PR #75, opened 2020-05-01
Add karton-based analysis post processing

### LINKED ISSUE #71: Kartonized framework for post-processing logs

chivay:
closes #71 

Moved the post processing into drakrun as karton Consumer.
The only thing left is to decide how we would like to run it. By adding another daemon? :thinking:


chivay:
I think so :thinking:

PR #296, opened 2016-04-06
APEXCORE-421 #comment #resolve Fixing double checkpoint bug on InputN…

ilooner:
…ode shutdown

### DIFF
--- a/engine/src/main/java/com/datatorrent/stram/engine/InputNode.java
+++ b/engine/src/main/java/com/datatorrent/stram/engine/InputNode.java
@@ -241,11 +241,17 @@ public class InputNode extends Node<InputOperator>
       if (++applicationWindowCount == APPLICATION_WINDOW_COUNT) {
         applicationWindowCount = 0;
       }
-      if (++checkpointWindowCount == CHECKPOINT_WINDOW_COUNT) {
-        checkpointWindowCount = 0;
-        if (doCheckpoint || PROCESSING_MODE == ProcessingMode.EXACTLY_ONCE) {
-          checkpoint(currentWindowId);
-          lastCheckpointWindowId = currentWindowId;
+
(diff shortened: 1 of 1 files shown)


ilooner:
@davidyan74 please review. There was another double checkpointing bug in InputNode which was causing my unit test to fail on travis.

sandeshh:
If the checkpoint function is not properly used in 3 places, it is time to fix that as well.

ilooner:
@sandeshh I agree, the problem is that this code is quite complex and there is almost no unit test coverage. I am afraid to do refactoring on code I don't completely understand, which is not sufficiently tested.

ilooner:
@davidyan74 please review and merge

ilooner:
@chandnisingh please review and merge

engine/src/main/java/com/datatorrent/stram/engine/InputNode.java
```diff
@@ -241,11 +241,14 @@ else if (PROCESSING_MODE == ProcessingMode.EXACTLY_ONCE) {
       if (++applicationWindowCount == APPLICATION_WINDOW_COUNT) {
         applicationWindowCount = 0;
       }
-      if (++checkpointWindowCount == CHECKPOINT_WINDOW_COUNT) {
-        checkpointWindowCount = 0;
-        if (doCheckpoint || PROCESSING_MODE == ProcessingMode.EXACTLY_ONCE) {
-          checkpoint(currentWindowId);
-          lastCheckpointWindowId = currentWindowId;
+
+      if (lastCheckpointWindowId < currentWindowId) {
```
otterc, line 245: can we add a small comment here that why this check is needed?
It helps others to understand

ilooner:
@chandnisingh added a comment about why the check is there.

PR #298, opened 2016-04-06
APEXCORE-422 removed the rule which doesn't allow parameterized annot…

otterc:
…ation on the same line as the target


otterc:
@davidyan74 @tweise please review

▬▬▬▬▬▬▬▬▬▬

= Task objective =
Copy out the data shown above without altering anything.

= Solution =
PR #75, opened 2020-05-01
Add karton-based analysis post processing

### LINKED ISSUE #71: Kartonized framework for post-processing logs

chivay:
closes #71 

Moved the post processing into drakrun as karton Consumer.
The only thing left is to decide how we would like to run it. By adding another daemon? :thinking:


chivay:
I think so :thinking:

PR #296, opened 2016-04-06
APEXCORE-421 #comment #resolve Fixing double checkpoint bug on InputN…

ilooner:
…ode shutdown

### DIFF
--- a/engine/src/main/java/com/datatorrent/stram/engine/InputNode.java
+++ b/engine/src/main/java/com/datatorrent/stram/engine/InputNode.java
@@ -241,11 +241,17 @@ public class InputNode extends Node<InputOperator>
       if (++applicationWindowCount == APPLICATION_WINDOW_COUNT) {
         applicationWindowCount = 0;
       }
-      if (++checkpointWindowCount == CHECKPOINT_WINDOW_COUNT) {
-        checkpointWindowCount = 0;
-        if (doCheckpoint || PROCESSING_MODE == ProcessingMode.EXACTLY_ONCE) {
-          checkpoint(currentWindowId);
-          lastCheckpointWindowId = currentWindowId;
+
(diff shortened: 1 of 1 files shown)


ilooner:
@davidyan74 please review. There was another double checkpointing bug in InputNode which was causing my unit test to fail on travis.

sandeshh:
If the checkpoint function is not properly used in 3 places, it is time to fix that as well.

ilooner:
@sandeshh I agree, the problem is that this code is quite complex and there is almost no unit test coverage. I am afraid to do refactoring on code I don't completely understand, which is not sufficiently tested.

ilooner:
@davidyan74 please review and merge

ilooner:
@chandnisingh please review and merge

engine/src/main/java/com/datatorrent/stram/engine/InputNode.java
```diff
@@ -241,11 +241,14 @@ else if (PROCESSING_MODE == ProcessingMode.EXACTLY_ONCE) {
       if (++applicationWindowCount == APPLICATION_WINDOW_COUNT) {
         applicationWindowCount = 0;
       }
-      if (++checkpointWindowCount == CHECKPOINT_WINDOW_COUNT) {
-        checkpointWindowCount = 0;
-        if (doCheckpoint || PROCESSING_MODE == ProcessingMode.EXACTLY_ONCE) {
-          checkpoint(currentWindowId);
-          lastCheckpointWindowId = currentWindowId;
+
+      if (lastCheckpointWindowId < currentWindowId) {
```
otterc, line 245: can we add a small comment here that why this check is needed?
It helps others to understand

ilooner:
@chandnisingh added a comment about why the check is there.

PR #298, opened 2016-04-06
APEXCORE-422 removed the rule which doesn't allow parameterized annot…

otterc:
…ation on the same line as the target


otterc:
@davidyan74 @tweise please review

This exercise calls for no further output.